◆ Assignment
Run through the data and copy out every line that mentions the word "current".

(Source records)

========================

PR #1013, opened 2024-01-09
Tobiko role

eduolivares:
This new role executes tobiko tests using the corresponding tobiko image created by tcib:
https://github.com/openstack-k8s-operators/tcib/tree/main/container-images/tcib/base/os/tobiko

  - [X] README in the role


eduolivares:
@slawqo, I am thinking the logic that implements tobiko workflows in legacy CI should be implemented in ci-fmw now. Hence, the tobiko role needs to accept a list of options like this:
```
ci_tobiko_workflow:
  - # step1
    ci_tobiko_testenv: scenario
  - # step 2
    ci_tobiko_testenv: faults
    ci_tobiko_pytest_addopts: "--maxfail 1"
  - # step 3
    ci_tobiko_testenv: scenario
    ci_tobiko_prevent_create: true
  ```

Maybe that could be added in a later PR.

File: roles/tobiko/tasks/main.yml [hunk 1]
```diff
@@ -0,0 +1,102 @@
...
+    network: host
+    volume:
+      - "{{ cifmw_tobiko_artifacts_basedir }}/:/var/lib/tobiko/external_files:Z"
+      - "{{ cifmw_tobiko_artifacts_basedir }}/tls-ca-bundle.pem:/etc/pki/ca-trust/extracted/pem/tls-ca-bundle.pem:Z"
+    detach: false
+    dns: "{{ cifmw_tobiko_dns_servers }}"
+    env:
+      TOBIKO_DEBUG: "{{ ci_tobiko_debug }}"
+      TOBIKO_TESTENV: "{{ ci_tobiko_testenv }}"
+      TOBIKO_PREVENT_CREATE: "{{ ci_tobiko_prevent_create if ci_tobiko_prevent_create is not none else omit }}"
```
pablintino, line 70: Omit is not going to work here I think. The value of the variable will be the "omit_<HASH>" calculated randomly by Ansible when starting. omit works only for module arguments.

roles/tobiko/tasks/configure-tobiko.yml
```diff
@@ -0,0 +1,31 @@
...
+  register: keystone_data
+  environment:
+    KUBECONFIG: "{{ cifmw_openshift_kubeconfig }}"
+    PATH: "{{ cifmw_path }}"
+  ansible.builtin.command:
+    cmd: oc get keystoneapi keystone -n openstack -o json
+
+- name: Set keystone vars
+  ansible.builtin.set_fact:
+    keystone_secret_name: "{{ keystone_data.stdout | from_json | community.general.json_query('spec.secret') }}"
```
pablintino, line 11: json_query for this simple dict access is an overkill that will force the running host to have jmespath in place

roles/tobiko/tasks/cleanup.yml
pablintino, line 1: Uhmm this is a duplication of what we do in the os_net_setup role. Maybe is time to do the thing I suggested here https://issues.redhat.com/browse/OSPRH-1670

deploy-edpm.yml
```diff
@@ -47,9 +47,27 @@
   tags:
     - admin-setup
 
-- name: Import run test playbook
+- name: Import run tempest test playbook
```
cjeanner, line 50: I'm not that comfortable with importing twice the same playbook with different vars. Can't we get the logic directly in the 08-run-test.yml instead?

roles/tobiko/vars/main.yml
cjeanner, line 1: we can remove this file (and `vars` directory) if there's nothing in it.

roles/tobiko/tasks/cleanup.yml
cjeanner, line 1: this cleanup.yml file should be removed since it doesn't clean anything. Or shall it clean the tobiko container instead?

roles/tobiko/tasks/main.yml
eduolivares: @pablintino it seems it works.
When I access the container, only the TOBIKO_* that are not "omitted" have been set.
```
[tobiko@controller-0 ~]$ env | grep ^TOBIKO
TOBIKO_TESTENV=neutron
TOBIKO_DEBUG=True
TOBIKO_UBUNTU_MINIMAL_IMAGE_URL=https://cloud-images.ubuntu.com/minimal/releases/jammy/release/ubuntu-22.04-minimal-cloudimg-amd64.img

```

deploy-edpm.yml
eduolivares: @cjeanner as we checked, this is needed in case a job runs both tempest and tobiko

roles/tobiko/defaults/main.yml
```diff
@@ -0,0 +1,40 @@
...
+cifmw_tobiko_registry: quay.io
+cifmw_tobiko_namespace: podified-antelope-centos9
+cifmw_tobiko_container: openstack-tobiko
+cifmw_tobiko_image: "{{ cifmw_tobiko_registry }}/{{ cifmw_tobiko_namespace }}/{{ cifmw_tobiko_container }}"
+cifmw_tobiko_image_tag: current-podified
+cifmw_tobiko_dry_run: false
+cifmw_tobiko_remove_container: false
+cifmw_tobiko_dns_servers:
+  - "192.168.122.10"
+ci_tobiko_debug: true
```
cjeanner, line 30: `cifmw_` instead?

roles/tobiko/tasks/main.yml
```diff
@@ -0,0 +1,106 @@
...
+  delay: 5
+  until: _tobiko_fetch_img is success
+
+- name: Run tobiko
+  ignore_errors: true
+  containers.podman.podman_container:
+    name: tobiko
+    image: "{{ cifmw_tobiko_image }}:{{ cifmw_tobiko_image_tag }}"
+    state: started
+    auto_remove: "{{ cifmw_tobiko_remove_container }}"
```
cjeanner, line 64: default value seems to be `false` for that auto_remove. Meaning we'll have that dangling container.
Since it defaults to `false`, it may be valuable to get a `cleanup.yml` that will take care of the various things, such as:
- container
- cloud.yaml generated for that specific role
- any other files that aren't logs?

roles/tobiko/tasks/main.yml
```diff
@@ -0,0 +1,106 @@
...
+- name: Change tobiko directory permission back to original
+  become: true
+  ansible.builtin.file:
+    path: "{{ cifmw_tobiko_artifacts_basedir }}"
+    state: directory
+    recurse: true
+    owner: "{{ lookup('env', 'USER') }}"
+    group: "{{ lookup('env', 'USER') }}"
+
+- name: Save logs from podman
```
cjeanner, line 95: wondering if we couldn't use the internal podman logging facility to avoid loading the ansible process memory.
For instance, using [log_driver](https://docs.ansible.com/ansible/latest/collections/containers/podman/podman_container_module.html#parameter-log_driver) (and setting it to k8s iirc), in addition to [log_opt](https://docs.ansible.com/ansible/latest/collections/containers/podman/podman_container_module.html#parameter-log_opt) (and setting it to `path: "{{ cifmw_tobiko_artifacts_basedir }}/podman_tobiko.log"` for instance) may be better/faster.
We can also play with the [log_level](https://docs.ansible.com/ansible/latest/collections/containers/podman/podman_container_module.html#parameter-log_level) while at it.

Might be a follow-up, iirc Tempest role is doing the same.

roles/tobiko/tasks/main.yml
```diff
@@ -0,0 +1,106 @@
...
+  when: not cifmw_tobiko_dry_run | bool
+  register: tobiko_run_output
+
+- name: Change tobiko directory permission back to original
+  become: true
+  ansible.builtin.file:
+    path: "{{ cifmw_tobiko_artifacts_basedir }}"
+    state: directory
+    recurse: true
+    owner: "{{ lookup('env', 'USER') }}"
```
cjeanner, line 92: warning, `lookup()` will execute on the ansible controller. So, if you're running from your laptop against some remote node, it will take your laptop user, not the one on the remote.
You'd rather go with `ansible_user | default(ansible_user_id)` or some similar value, to ensure it will work remotely.

roles/tobiko/README.md
```diff
@@ -0,0 +1,26 @@
...
+## Privilege escalation
+become - Required to install required rpm packages
+
+## Parameters
+* `cifmw_tobiko_artifacts_basedir`: (String) Directory where we will have all tobiko files. Default to `cifmw_basedir/artifacts/tobiko` which defaults to `~/ci-framework-data/tests/tobiko`.
+* `cifmw_tobiko_image`: (String) Name of the tobiko image to be used. Default to `quay.io/podified-antelope-centos9/openstack-tobiko`
+* `cifmw_tobiko_image_tag`: (String) Tag for the `cifmw_tobiko_image`. Default to `current-podified`
+* `cifmw_tobiko_dry_run`: (Boolean) Whether tobiko should run or not. Default to `false`
+* `cifmw_tobiko_remove_container`: (Boolean) Cleanup tobiko container after it is done. Default to `false`
+* `ci_tobiko_debug`: (Boolean) Whether tobiko log level is debug or not
```
cjeanner, line 13: `cifmw_` ?

roles/tobiko/tasks/main.yml
eduolivares: My impression is that saving the podman logs was implemented this way on the tempest role too because of problems with the permissions.
The `cifmw_tobiko_artifacts_basedir` owner is changed in line 47.
Original ownership is restored in line 92.

If the task `Run tobiko` tries to create a file under that directory, it will fail.

roles/tobiko/tasks/main.yml
eduolivares: I am going to set both `cifmw_tobiko_remove_container` and `cifmw_tempest_remove_container` default values to true.
Regarding other cleanups, all the files that are created under `cifmw_tobiko_artifacts_basedir` look relevant to me:
- `clouds.yaml`
- `tobiko.conf`
- `podman_tobiko.log`
- and the tobiko results

roles/tobiko/tasks/main.yml
cjeanner: possible. I'll try to get some time to some tests. Maybe letting podman write to its standard log location and copying it is better - as said, potential follow-up.

roles/tobiko/tasks/main.yml
cjeanner: sounds good.

cjeanner (approved):

roles/tempest/defaults/main.yml
```diff
@@ -28,7 +28,7 @@ cifmw_tempest_container: openstack-tempest
 cifmw_tempest_image: "{{ cifmw_tempest_registry }}/{{ cifmw_tempest_namespace }}/{{ cifmw_tempest_container }}"
 cifmw_tempest_image_tag: current-podified
 cifmw_tempest_dry_run: false
-cifmw_tempest_remove_container: false
+cifmw_tempest_remove_container: true
```
slawqo, line 31: why this change?

eduolivares: @slawqo please go to this conversation:
https://github.com/openstack-k8s-operators/ci-framework/pull/1013/files#r1448599697

Cc @cjeanner

pablintino:
/approve

@cjeanner care to lgtm if everything is ok?

cjeanner:
/lgtm

all good - might need some follow-up but things are OK as-is. Mostly the podman logging thing being a bit annoying, but we can come back on this later.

========================

◆ Exercise output
+cifmw_tobiko_image_tag: current-podified
+* `cifmw_tobiko_image_tag`: (String) Tag for the `cifmw_tobiko_image`. Default to `current-podified`
 cifmw_tempest_image_tag: current-podified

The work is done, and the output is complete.